I recently went to a local appliance store to inquire about their fridges. They mostly carry General Electric appliances. When I arrived I was quite surprised to see that they had hardly any inventory. I was informed that the limited inventory I could see was already spoken for. I asked about getting a fridge and was told I could be waiting 4 months for delivery.

It is likely that there will be supply chain issues for common types of lumber from 2 x 4's, plywood, and decking especially as we emerge from the pandemic and the season for building/renovation/diy projects starts to heat up.

From the point of view of the end consumer, these supply chain issues are major frustrations both in terms of not being able to get a product you want/need or having to pay higher amounts because of scarcity. From the point of view of an entrepreneur, these disruptions signal an unmet demand and an opportunity to provide some type of supply chain solution. Where the news media might use the term "disruption" an entrepreneur might substitute the word "opportunity".

We encountered supply chain issues in the early days of the pandemic when there was a lack of Personal Protective Equipment (PPE). There was a huge demand that was not being met and this was a signal for many different companies to step forward to help meet the demand. The shift to working and spending more time at home has spawned increased demand for many products and is causing ongoing supply chain issues. The shortage in GE Appliances, for example, is being attributed in part to increased home renovations and replacement of appliances.

As we exit the pandemic there are likely to be supply chain issues if the economy starts to heat up and there is not enough supply to meet demand. An entrepreneur or investor looking for opportunities might want to research these disruptions, their causes, and the possible solutions to identity potential opportunities. Maybe it involves manufacturing items that are typically manufactured elsewhere, or obtaining needed items from other sources, or solving a logistics issue, or creating software that sources/monitors supply chain items, or anticipating demand and obtaining items that will be in demand later. An example of the later is some automotive companies that anticipated potential supply chain issues with computer chips and stockpiled them. They are now sitting pretty compared to other automotive manufacturers who did not anticipate shortages and can't roll out new vehicles until they can obtain a supply of computer chips.

I'm also seeing supply chain issues in ordering fruit trees, berry plants, and vegetable seeds. The primary producers are running out of stock on the most desirable items. It will also be interesting to monitor the types of foods that might be in short supply. There was a run of on flour last year when everyone started baking at home. As we emerge from the pandemic what food supply chain issues might we see?

Where I live residential real estate has been hot with house prices going up, houses not staying on the market very long, and in some cases bidding wars leading to closing prices above the asking price.
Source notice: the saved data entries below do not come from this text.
PR #1430, opened 2026-04-07
CI: use Coq 9.0

vbgl:
and update the installation guide accordingly.


eponier (dismissed):

eponier:
Should we try to get rid of the warnings?
- `Warning, feedback message received but no listener to handle it!`: we already had this one I think, but it disappeared at some point
- `Warning: Deprecated environment variable COQPATH, use ROCQPATH instead.`: should we use `ROCQPATH`? or just mute it for the time being?
- The debug thing for `compiler/stack_alloc_proof_2.v`: I don't understand where it comes from

eponier:
(and btw, why did the CI run twice on the same commit?)

vbgl:
> (and btw, why did the CI run twice on the same commit?)

Fausse manip’

eponier:
The first two warnings are related it seems: https://github.com/rocq-prover/rocq/issues/20229. This was fixed in Rocq 9.1.

eponier:
If we use `ROCQPATH` instead of `COQPATH` (no idea of what to change and how difficult it is), maybe both are fixed.

vbgl:
I think it would be nice to silence these warnings, I’ve just pushed a patch in this direction. Does it look OK? Does it work in your environment too?

eponier:
Actually, on my machine, I don't see anything in both cases. I think the env var is not used, because Rocq is installed in the default location. Maybe it is used in nix because the location is non-standard?

vbgl:
That’s correct : `nix` “installs” Coq/Rocq libraries by populating the `COQPATH` environment variable. In your case, both are undefined therefore all is fine. Thanks for testing.

proofs/Makefile
```diff
@@ -3,6 +3,11 @@
 # --------------------------------------------------------------------
 SUBDIRS :=
 
+# --------------------------------------------------------------------
+#  Silence some rocq warnings
+ROCQPATH := $(COQPATH)
```
eponier, line 8:
```suggestion
ROCQPATH ?= $(COQPATH)
```
Thinking of it, maybe the `?=` is better, at least more future-proof? If someone on purpose sets `ROCQPATH`, it would be overwritten if we use `:=`.

eponier: (sorry to trigger one more round of review)

vbgl: For the time being, they can be told to set the `COQPATH` variable instead. Soon enough we might be able to properly move to Rocq and get rid of all of this.

eponier:
>     * The debug thing for `compiler/stack_alloc_proof_2.v`: I don't understand where it comes from

As you spotted (cf. https://github.com/jasmin-lang/jasmin/pull/1428), this is not introduced in this PR, so I'll merge without a fix for this one.

proofs/Makefile
eponier: Ok, fair enough!

eponier (approved):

There doesn't seem to be enough real estate supply to meet demand. This may be the biggest supply chain issue of them all especially considering the quickly rising cost of standard building materials that make purchasing an existing home even more attractive. Opportunities abound for entrepreneurs and investors in the residential real estate supply chain.
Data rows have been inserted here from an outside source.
PR #1431, opened 2026-04-08
Adapt to math-comp/math-comp#1456

eponier:
Get rid of ring on the problematic line, and rely only on lia

~Restores the original patch proposed by Pierre Roux, now that we require at least Rocq 9.0~

(cf. https://github.com/jasmin-lang/jasmin/pull/1428)

### DIFF
--- a/proofs/compiler/stack_alloc_proof_2.v
+++ b/proofs/compiler/stack_alloc_proof_2.v
@@ -159,9 +159,8 @@ Proof.
   + by have := size_slot_gt0 x; lia.
   + exists (l0 ++ rdata ++ vdata).
     rewrite heq -!catA; split => //.
-    have ? := size_slot_gt0 x.
-    rewrite -Nat2Z.inj_iff !size_cat !Nat2Z.inj_add Z2Nat.id //; last by lia.
-    by rewrite hsz1 hsz2 heqsz !Z2Nat.id //; first ((rewrite ?(addZE, subZE); ring) || ring); lia.  (* remove the last "|| ring" when requiring MC >= 2.7 *)
+    have slot_x_gt0 := size_slot_gt0 x.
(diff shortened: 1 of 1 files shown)


eponier:
Let's see if CI is happy.

vbgl:
Note that CI does not checks the future changes to math-comp…

eponier:
Yes, but I believe in this case that Pierre's original patch was compatible with the PR he's working on.

eponier:
Anyway, it fails.

eponier:
Let's try this version.

vbgl:
I made a similar try: https://gitlab.com/jasmin-lang/jasmin/-/commit/1bebe0e4ad06cbd6f157d5824a310d5d43b778f5 But it’s hard to know whether it’s OK regarding the future math-comp changes.

eponier:
Yours is cleaner, I'll pick it.

eponier:
Ok, in the end, lia is clever enough to reason about conversions from Z to nat and from nat to Z, so I could make the proof even shorter.

eponier:
> I made a similar try: https://gitlab.com/jasmin-lang/jasmin/-/commit/1bebe0e4ad06cbd6f157d5824a310d5d43b778f5 But it’s hard to know whether it’s OK regarding the future math-comp changes.

We reason on Z, so I don't see how Pierre's PR could have an impact, but to be safe, let's ping @proux01 .

bgregoir (approved):

bgregoir:
Maybe I was to fast on this merge. Sorry.

proux01:
Indeed, apparently it does break on https://github.com/math-comp/math-comp/pull/1456/ (c.f., https://github.com/math-comp/math-comp/actions/runs/24086349000/job/70736502192?pr=1456 )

In conclusion, supply chain disruptions are frustrating for the companies trying to manufacturer products and for the end consumer. They also signal opportunities for those who seek to understand the causes and the possible solutions that might appeal to the manufacturers (B2B) and consumers (B2C). Many people are unaware of the supply chains and what it takes to keep them running smoothly. When they are disrupted we start to see under the hood that they involve numerous physical and computational steps that can potentially be disrupted. We have become more aware of supply chains as a result of pandemic shortages but there is still much to learn if you want to understand where entrepreneurial and investment opportunities might lie.